OSS Functionality – Is Your Focus In Anonymous Places?

Yesterday’s article asked whether OSS tend to be anonymous and poorly designed and then compared how Jony Ive (who led the design of iPads, iPods, iPhones for Apple) might look at OSS design. Jony has described “going deep” – being big on focus, care and detail when designing products. The article looked at 8 care factors, some of which OSS vendors do very well and others, well, perhaps less so.

Today we’ll un-pack this in more detail, using a long-tail diagram to help articulate some of the thoughts. [Yes, I love to use long-tail diagrams to help prioritise many facets of OSS]

The diagram below comes from an actual client’s functionality usage profile.
Long tail of OSS

The x-axis shows a list of functionalities / use-cases. The y-axis shows the number of uses (it could equally represent usefulness or value or other scaling factor of your choice).

The colour coding is:

  • Green – This functionality exists in the product today
  • Red – This functionality doesn’t exist

The key questions to ask of this long-tail graph are:

  1. What functionality is most important? What functionality “moves the needle” for the customers? But perhaps more importantly, what functionality is NOT important
  2. What new functionality should be developed
  3. What old functionality should be re-developed

Let’s dive deeper.

#1 – What functionality is most important
In most cases, the big-impact demands on the left side of the graph are going to be important. They’re the things that customers need most and use most. These are the functions that were included in the MVP (minimum viable product) when it was first released. They’ve been around for years. All the competitors’ products also have these features because they’re so fundamental to customers. But, because they already exist, many vendors rarely come back to re-factor them.

There are other functions that are also important to customers, but might be used infrequently (eg data importers or bulk processing tools). These also “move the needle” for the customer.

#2 – What functionality should be developed (and what should not)
What I find interesting is that many vendors just add more and more functionality out at the far right side of the graph, adding to the hundreds of existing functions. They can then market all those extra features, rightly saying that their competitors don’t have these abilities…. But functionality at the far right rarely moves the needle, as described in more detail in this earlier post!

Figuring out what should be green (included) and what should be red (excluded) on this graph appears to be something Apple has done quite well with its products. OSS vendors… perhaps less so!! By the way, the less green, the less complexity (for users, developers, testers, integrators, etc), which is always an important factor for OSS implementations.

Yesterday’s post mentioned eight “care factors” to evaluate your OSS products / implementations by. But filtering out the right side of the long-tail (ie marking up more red boxes) might also help to articulate an important “don’t care factor.”

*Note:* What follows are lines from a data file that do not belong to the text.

Issue #9148, opened 2019-06-17
Improve DateTime documentation with how to use timezone databases


mguimas:
### Environment

Elixir 1.8.2

### Current behavior

The documentation of the `DateTime` module does not inform readers how to use / choose / configure timezone databases. There are no practical examples of this, only fake examples.

### Expected behavior

The documentation should provide real examples of how to use / choose / configure time zone databases, like

```
iex(8)> datetime = DateTime.utc_now()
#DateTime<2019-06-17 20:30:41.706622Z>
iex(9)> DateTime.shift_zone(datetime, "Africa/Abidjan", Tzdata.TimeZoneDatabase)
{:ok, #DateTime<2019-06-17 20:30:41.706622+00:00 GMT Africa/Abidjan>}
iex(10)> datetime = DateTime.utc_now()
#DateTime<2019-06-17 20:31:04.094127Z>
iex(11)> DateTime.shift_zone(datetime, "Africa/Maputo", Tzdata.TimeZoneDatabase)
{:ok, #DateTime<2019-06-17 22:31:04.094127+02:00 CAT Africa/Maputo>}
```

This should avoid developers loosing time figuring things out.

mguimas:
The example above is with `Tzdata` library. The documentation should refer to recognized libraries in the community.

I wonder why does not Elixir come with such a library? 🤔

wojtekmach:
> The documentation of the DateTime module does not inform readers how to use / choose / configure timezone databases. There are no practical examples of this, only fake examples.

Have you seen the section about setting it in the module doc? https://hexdocs.pm/elixir/DateTime.html?#module-time-zone-database. How would you improve it?

Setting the DB like that is preferred because you'd usually have one tz db per application anyway and so you don't need to keep passing it around.

> The example above is with Tzdata library. The documentation should refer to recognized libraries in the community.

#3 – What functionality should be re-developed
Now this, for me, is the important question to ask. If the green boxes are most important, especially the ones at the far left of the graph, should these also be the ones that we keep coming back to, looking to improve them? Where usability, reliability, efficiency, de-cluttering, etc are most important?

I suspect that Apple develop hundreds of prototypes that focus on and care about the left side of the graph in incredible detail, whilst looking to reduce the green bars in the right side of the graph. My guess is that subsequent updates to their products also seek improvements to the left side…. whilst also adding some new features, turning some of the red boxes green, but rarely all the way out to the right edge of the graph. 

Summary Questions

If you are in any way responsible for OSS product development, where is your “heat map” of attention on this long tail? Trending towards the left, middle or right?

But, another question vexes me. Do current functionality-based selection / procurement practices in OSS perpetuate the need to tick hundreds of boxes (ie the right side of the long tail), even though many of those functions don’t have a material impact? There’s a reason I’ve moved to a more “prioritised” approach to vendor selection in recent years, but I suspect the functionality check-boxes of the past are still a driving force for many.